* [WHAT THIS TASK INVOLVES]:
These entries are to be retyped in full, word for word.

(Items from a data source)

*** Block opens ***

PR #2598, opened 2026-08-28
refactor: Instances in species

trisyoungs:
This PR adds instance storage to the `Species` class, introduces the `InstantiateNode` for adding detected molecule replicas into a configuration, and performs some refactoring on the CIF unit tests.


src/nodes/detectMolecules.cpp
```diff
@@ -214,46 +221,50 @@ NodeConstants::ProcessResult DetectMoleculesNode::process()
...
-            continue;
-
-        addOutput(paramName, "Detected molecular structure", detectedStructures_[i]);
+        // Update output data if it already exists, otherwise create new
+        auto outputIt = outputs_.find(name);
+        if (outputIt == outputs_.end())
+            addOutput(name, "Detected molecular structure", structure);
+        else
+        {
+            // TODO Need to update the underlying ParameterBase here, but how?
```
RobBuchananCompPhys, line 266: Is this outlying task going to be a blocker on the proper functioning of the node? Why/in what way exactly do we need to update the ParameterBase?

src/classes/configuration.cpp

*** Block closes ***

* [OUTPUT]:
PR #2598, opened 2026-08-28
refactor: Instances in species

trisyoungs:
This PR adds instance storage to the `Species` class, introduces the `InstantiateNode` for adding detected molecule replicas into a configuration, and performs some refactoring on the CIF unit tests.


src/nodes/detectMolecules.cpp
```diff
@@ -214,46 +221,50 @@ NodeConstants::ProcessResult DetectMoleculesNode::process()
...
-            continue;
-
-        addOutput(paramName, "Detected molecular structure", detectedStructures_[i]);
+        // Update output data if it already exists, otherwise create new
+        auto outputIt = outputs_.find(name);
+        if (outputIt == outputs_.end())
+            addOutput(name, "Detected molecular structure", structure);
+        else
+        {
+            // TODO Need to update the underlying ParameterBase here, but how?
```
RobBuchananCompPhys, line 266: Is this outlying task going to be a blocker on the proper functioning of the node? Why/in what way exactly do we need to update the ParameterBase?

src/classes/configuration.cpp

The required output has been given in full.